====== GIVEN RECORDS

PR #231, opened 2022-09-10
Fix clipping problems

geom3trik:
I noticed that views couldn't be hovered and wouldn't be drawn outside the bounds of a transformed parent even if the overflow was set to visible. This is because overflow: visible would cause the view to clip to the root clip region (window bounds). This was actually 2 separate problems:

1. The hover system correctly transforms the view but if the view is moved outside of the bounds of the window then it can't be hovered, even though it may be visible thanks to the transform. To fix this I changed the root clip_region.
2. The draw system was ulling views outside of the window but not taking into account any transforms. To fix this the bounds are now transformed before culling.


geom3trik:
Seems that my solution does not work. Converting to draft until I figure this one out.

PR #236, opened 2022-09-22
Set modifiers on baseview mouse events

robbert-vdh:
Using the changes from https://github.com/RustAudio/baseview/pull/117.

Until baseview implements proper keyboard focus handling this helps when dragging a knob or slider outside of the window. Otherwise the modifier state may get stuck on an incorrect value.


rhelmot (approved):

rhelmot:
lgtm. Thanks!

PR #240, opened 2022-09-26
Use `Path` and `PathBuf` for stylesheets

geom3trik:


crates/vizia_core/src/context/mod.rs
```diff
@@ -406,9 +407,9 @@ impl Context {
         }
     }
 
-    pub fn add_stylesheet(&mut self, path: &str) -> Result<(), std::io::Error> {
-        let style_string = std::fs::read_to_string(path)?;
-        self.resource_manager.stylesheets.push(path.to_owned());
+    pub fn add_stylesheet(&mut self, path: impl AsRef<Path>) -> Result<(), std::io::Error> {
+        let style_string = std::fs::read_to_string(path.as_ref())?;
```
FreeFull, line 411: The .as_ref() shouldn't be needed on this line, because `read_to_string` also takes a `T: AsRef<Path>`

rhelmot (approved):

============

EXERCISE:
The answer is every entry, repeated word for word.

TASK RESULT:
PR #231, opened 2022-09-10
Fix clipping problems

geom3trik:
I noticed that views couldn't be hovered and wouldn't be drawn outside the bounds of a transformed parent even if the overflow was set to visible. This is because overflow: visible would cause the view to clip to the root clip region (window bounds). This was actually 2 separate problems:

1. The hover system correctly transforms the view but if the view is moved outside of the bounds of the window then it can't be hovered, even though it may be visible thanks to the transform. To fix this I changed the root clip_region.
2. The draw system was ulling views outside of the window but not taking into account any transforms. To fix this the bounds are now transformed before culling.


geom3trik:
Seems that my solution does not work. Converting to draft until I figure this one out.

PR #236, opened 2022-09-22
Set modifiers on baseview mouse events

robbert-vdh:
Using the changes from https://github.com/RustAudio/baseview/pull/117.

Until baseview implements proper keyboard focus handling this helps when dragging a knob or slider outside of the window. Otherwise the modifier state may get stuck on an incorrect value.


rhelmot (approved):

rhelmot:
lgtm. Thanks!

PR #240, opened 2022-09-26
Use `Path` and `PathBuf` for stylesheets

geom3trik:


crates/vizia_core/src/context/mod.rs
```diff
@@ -406,9 +407,9 @@ impl Context {
         }
     }
 
-    pub fn add_stylesheet(&mut self, path: &str) -> Result<(), std::io::Error> {
-        let style_string = std::fs::read_to_string(path)?;
-        self.resource_manager.stylesheets.push(path.to_owned());
+    pub fn add_stylesheet(&mut self, path: impl AsRef<Path>) -> Result<(), std::io::Error> {
+        let style_string = std::fs::read_to_string(path.as_ref())?;
```
FreeFull, line 411: The .as_ref() shouldn't be needed on this line, because `read_to_string` also takes a `T: AsRef<Path>`

rhelmot (approved):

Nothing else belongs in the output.